Stored data:

PR #643, opened 2025-03-24
Unspent kickoff sender

atacann:
- Adds automatically sending unspent kickoff tx's in case an operator sends ReadyToReimburse Tx without spending all of its kickoffs.
- As there was a problem with collecting wrong signatures of Unspent Kickoff Tx previously (one signature was getting signed with a tweaked key when it shouldn't), refactored signing so that it always needs the spend path, also added some data to SignatureInfo (returned from sighash fns) that holds merkle root hash if signature is a key spend sig. 
- Add a tweak cache to hold previously calculated key tweaks. This is created for new deposits because new deposits can run concurrently. It is its own struct instead of inside Actor because it is hard to mutably hold Actor without cloning.
- Change watchtower challenges to use keypath #645.


core/src/actor.rs
```diff
@@ -86,6 +90,94 @@ impl WinternitzDerivationPath {
...
+    ) -> Result<&Keypair, BridgeError> {
+        if let Some(saved_keypair) = self.saved_keypair {
+            if saved_keypair != *keypair {
+                return Err(BridgeError::Error(format!(
+                    "TweakCache used with a different keypair, saved: {:?}, given: {:?}",
+                    saved_keypair, keypair
+                )));
+            }
+        } else {
+            self.saved_keypair = Some(*keypair);
```
mmtftr, line 142: The first call saves the keypair, then the rest uses it? why not save it on creation?

core/src/actor.rs
```diff
@@ -86,6 +90,94 @@ impl WinternitzDerivationPath {
...
+        .add_tweak(
+            &SECP,
+            &TapTweakHash::from_key_and_tweak(pubkey, merkle_root).to_scalar(),
+        )?
+        .0)
+}
+
+#[derive(Debug, Clone, Default)]
+pub struct TweakCache {
+    // A cache that holds tweaked keys so that we do not need to repeatedly calculate them.
```
mmtftr, line 117: move the explanation to above the struct

mmtftr: also, I'm confused as to why this isn't a part of Actor, can we elaborate on that? If it's due to the cloning of it everywhere, we should also consider trying to integrate it into existing caches like the contractcontext etc.

core/src/builder/sighash.rs
```diff
@@ -78,12 +77,23 @@ pub struct PartialSignatureInfo {
     pub kickoff_utxo_idx: usize,
 }
 
+/// Contains information about the spend path of the utxo.
+/// If it is KeyPath, it also includes the merkle root hash of the scripts as
+/// the hash is needed to tweak the key before signing.
+#[derive(Copy, Clone, Debug)]
+pub enum TapTweakData {
```
mmtftr, line 84: I thought the purpose of this struct is to provide the information required to sign the UTXO (i.e. information required for a tweak or if a tweak is not required). It doesn't provide the spend path. Can we elaborate this in the docs?

core/src/actor.rs
atacann: Its mostly because to hold this in Actor you need actor to be mutable. To make actor mutable you need to clone it as mutconstantly or make almost all the functions in verifier, operator, tx sender etc &mut self, and clone owner/verifier as mut while passing to threads, I just thought this could be a different struct then and we can create it only when needed. ContractContext is valid for only one kickoff_id, but tweakcache is technically valid for all sign operations, we can create it once during deposit signing. We dont do this in musig2 partial sign tho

What the exercise asks >> Output the records in full. Match them exactly.

Exercise response >>
PR #643, opened 2025-03-24
Unspent kickoff sender

atacann:
- Adds automatically sending unspent kickoff tx's in case an operator sends ReadyToReimburse Tx without spending all of its kickoffs.
- As there was a problem with collecting wrong signatures of Unspent Kickoff Tx previously (one signature was getting signed with a tweaked key when it shouldn't), refactored signing so that it always needs the spend path, also added some data to SignatureInfo (returned from sighash fns) that holds merkle root hash if signature is a key spend sig. 
- Add a tweak cache to hold previously calculated key tweaks. This is created for new deposits because new deposits can run concurrently. It is its own struct instead of inside Actor because it is hard to mutably hold Actor without cloning.
- Change watchtower challenges to use keypath #645.


core/src/actor.rs
```diff
@@ -86,6 +90,94 @@ impl WinternitzDerivationPath {
...
+    ) -> Result<&Keypair, BridgeError> {
+        if let Some(saved_keypair) = self.saved_keypair {
+            if saved_keypair != *keypair {
+                return Err(BridgeError::Error(format!(
+                    "TweakCache used with a different keypair, saved: {:?}, given: {:?}",
+                    saved_keypair, keypair
+                )));
+            }
+        } else {
+            self.saved_keypair = Some(*keypair);
```
mmtftr, line 142: The first call saves the keypair, then the rest uses it? why not save it on creation?

core/src/actor.rs
```diff
@@ -86,6 +90,94 @@ impl WinternitzDerivationPath {
...
+        .add_tweak(
+            &SECP,
+            &TapTweakHash::from_key_and_tweak(pubkey, merkle_root).to_scalar(),
+        )?
+        .0)
+}
+
+#[derive(Debug, Clone, Default)]
+pub struct TweakCache {
+    // A cache that holds tweaked keys so that we do not need to repeatedly calculate them.
```
mmtftr, line 117: move the explanation to above the struct

mmtftr: also, I'm confused as to why this isn't a part of Actor, can we elaborate on that? If it's due to the cloning of it everywhere, we should also consider trying to integrate it into existing caches like the contractcontext etc.

core/src/builder/sighash.rs
```diff
@@ -78,12 +77,23 @@ pub struct PartialSignatureInfo {
     pub kickoff_utxo_idx: usize,
 }
 
+/// Contains information about the spend path of the utxo.
+/// If it is KeyPath, it also includes the merkle root hash of the scripts as
+/// the hash is needed to tweak the key before signing.
+#[derive(Copy, Clone, Debug)]
+pub enum TapTweakData {
```
mmtftr, line 84: I thought the purpose of this struct is to provide the information required to sign the UTXO (i.e. information required for a tweak or if a tweak is not required). It doesn't provide the spend path. Can we elaborate this in the docs?

core/src/actor.rs
atacann: Its mostly because to hold this in Actor you need actor to be mutable. To make actor mutable you need to clone it as mutconstantly or make almost all the functions in verifier, operator, tx sender etc &mut self, and clone owner/verifier as mut while passing to threads, I just thought this could be a different struct then and we can create it only when needed. ContractContext is valid for only one kickoff_id, but tweakcache is technically valid for all sign operations, we can create it once during deposit signing. We dont do this in musig2 partial sign tho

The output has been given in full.